## PROBLEM TO SOLVE
Tell how many lines of the material below hold "good". The reply is that number alone.

## EXERCISE DATA
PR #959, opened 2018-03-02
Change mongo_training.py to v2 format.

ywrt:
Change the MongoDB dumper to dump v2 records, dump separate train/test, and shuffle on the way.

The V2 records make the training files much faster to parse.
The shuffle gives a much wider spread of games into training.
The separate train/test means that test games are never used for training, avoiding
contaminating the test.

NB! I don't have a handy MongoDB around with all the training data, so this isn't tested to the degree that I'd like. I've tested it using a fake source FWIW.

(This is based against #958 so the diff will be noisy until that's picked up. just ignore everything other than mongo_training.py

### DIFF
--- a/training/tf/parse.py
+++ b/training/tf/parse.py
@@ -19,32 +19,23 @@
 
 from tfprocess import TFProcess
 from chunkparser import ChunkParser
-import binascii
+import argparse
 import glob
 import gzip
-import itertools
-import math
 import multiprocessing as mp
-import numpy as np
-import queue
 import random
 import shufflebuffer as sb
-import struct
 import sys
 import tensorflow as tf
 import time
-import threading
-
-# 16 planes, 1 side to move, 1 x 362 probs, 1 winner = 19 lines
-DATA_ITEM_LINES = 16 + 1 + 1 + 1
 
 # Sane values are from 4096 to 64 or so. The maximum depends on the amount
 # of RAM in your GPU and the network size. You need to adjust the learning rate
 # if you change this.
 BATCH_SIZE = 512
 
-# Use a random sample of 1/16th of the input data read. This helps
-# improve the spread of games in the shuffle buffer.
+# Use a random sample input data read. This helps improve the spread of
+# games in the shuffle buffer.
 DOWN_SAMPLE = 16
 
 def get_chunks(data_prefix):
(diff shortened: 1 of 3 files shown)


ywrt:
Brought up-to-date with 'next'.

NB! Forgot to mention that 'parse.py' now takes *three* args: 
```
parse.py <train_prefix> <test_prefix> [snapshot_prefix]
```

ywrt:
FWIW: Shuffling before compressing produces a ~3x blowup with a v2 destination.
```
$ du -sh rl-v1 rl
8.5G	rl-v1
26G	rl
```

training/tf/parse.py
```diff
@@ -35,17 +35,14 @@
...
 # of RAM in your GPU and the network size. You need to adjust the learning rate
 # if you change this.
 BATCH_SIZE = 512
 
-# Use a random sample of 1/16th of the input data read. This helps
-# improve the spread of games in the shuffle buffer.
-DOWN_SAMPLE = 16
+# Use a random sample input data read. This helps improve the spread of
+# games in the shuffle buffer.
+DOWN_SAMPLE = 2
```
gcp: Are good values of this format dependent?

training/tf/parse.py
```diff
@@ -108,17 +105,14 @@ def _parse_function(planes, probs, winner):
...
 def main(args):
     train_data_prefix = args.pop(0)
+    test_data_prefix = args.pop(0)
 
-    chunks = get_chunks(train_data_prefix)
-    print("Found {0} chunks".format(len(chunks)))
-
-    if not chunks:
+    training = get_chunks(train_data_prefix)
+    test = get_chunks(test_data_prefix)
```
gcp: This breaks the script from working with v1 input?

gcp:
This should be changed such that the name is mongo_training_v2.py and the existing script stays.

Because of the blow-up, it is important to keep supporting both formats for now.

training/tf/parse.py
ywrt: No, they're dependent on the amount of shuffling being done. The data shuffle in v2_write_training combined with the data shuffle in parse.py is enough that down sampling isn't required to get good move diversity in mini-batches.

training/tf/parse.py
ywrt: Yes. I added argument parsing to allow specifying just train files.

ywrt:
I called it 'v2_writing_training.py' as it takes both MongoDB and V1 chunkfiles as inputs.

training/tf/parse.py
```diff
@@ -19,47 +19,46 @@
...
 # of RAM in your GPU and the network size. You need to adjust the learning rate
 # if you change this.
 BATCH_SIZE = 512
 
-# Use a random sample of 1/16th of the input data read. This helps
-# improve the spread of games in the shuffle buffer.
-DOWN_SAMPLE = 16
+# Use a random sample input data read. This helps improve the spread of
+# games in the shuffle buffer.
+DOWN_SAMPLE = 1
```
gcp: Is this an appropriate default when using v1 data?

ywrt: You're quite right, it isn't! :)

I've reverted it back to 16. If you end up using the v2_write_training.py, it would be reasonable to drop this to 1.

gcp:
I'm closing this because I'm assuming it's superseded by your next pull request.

## EXERCISE RESPONSE
2